- [WORK TO BE COMPLETED]: The job is to find each line of the records below that includes the word "sure" and copy it.

Collected data:
PR #230, opened 2026-02-24
feat: Lua scripting

benallfree:
Prerequistes:

- [ ] #217 

Preview: https://meshcore.meshenvy.org/

This is more of a heads up, I'm not even sure you want it in here. It's part of my larger goal at MeshEnvy to introduce a programmable abstraction layer for the mesh. The idea is that users/devs would be able to develop small mesh apps that run either directly on-device or through companion client.

As an example, this could be used to make this companion client talk to a local LLM that is trained with local information, survival, first aid, rescue, etc. You could ask the node questions and it would answer.

I plan to implement some UI methods in the Mesh Abstraction Layer (MAL) as well, so these scripts could eventually have a basic UI associated with them.

If you like this idea or want to see how it evolves, I'll keep this updated.

IMHO allowing users to create (and install) scripts directly in the companion client would make things highly programmable.

https://github.com/user-attachments/assets/61203967-c5e6-4bb3-b66c-9d3e9f3c973b

### DIFF
--- a/analysis_options.yaml
+++ b/analysis_options.yaml
@@ -12,6 +12,7 @@ include: package:flutter_lints/flutter.yaml
 analyzer:
   exclude:
     - vendor/lua_dardo/**
+    - vendor/darth_lua/**
 
 linter:
   # The lint rules applied to this project can be customized in the


zjs81:
This is cool. Have you tested it on a release build to see if it still works?

benallfree:
@zjs81 still very WIP, no real testing yet. I'll keep this PR updated though

zjs81:
I have not reviewed the code too much but my main concern is that on release build flutter does a tree collapse meaning it gets rid of anything that isnt used. So I'm not sure if this would work.

benallfree:
Local LLM has entered the chat

image

benallfree:
> I have not reviewed the code too much but my main concern is that on release build flutter does a tree collapse meaning it gets rid of anything that isnt used. So I'm not sure if this would work.

@zjs81 I'm not sure if I follow about what isn't being used that could get tree shaken but I'll try a prod release just to see anyway.

benallfree:
https://github.com/user-attachments/assets/62aab93a-81d7-4bca-be45-6efbc69d3fc0

benallfree:
This brings the chat companion pretty far from shore and turns it into an IDE.

If I continue this project, it makes more sense for it to be a separate app. However, I'm exploring moving scripting into the firmware so you don't need an app at all.

Closing.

- [WRITTEN RESPONSE]:
This is more of a heads up, I'm not even sure you want it in here. It's part of my larger goal at MeshEnvy to introduce a programmable abstraction layer for the mesh. The idea is that users/devs would be able to develop small mesh apps that run either directly on-device or through companion client.
I have not reviewed the code too much but my main concern is that on release build flutter does a tree collapse meaning it gets rid of anything that isnt used. So I'm not sure if this would work.
> I have not reviewed the code too much but my main concern is that on release build flutter does a tree collapse meaning it gets rid of anything that isnt used. So I'm not sure if this would work.
@zjs81 I'm not sure if I follow about what isn't being used that could get tree shaken but I'll try a prod release just to see anyway.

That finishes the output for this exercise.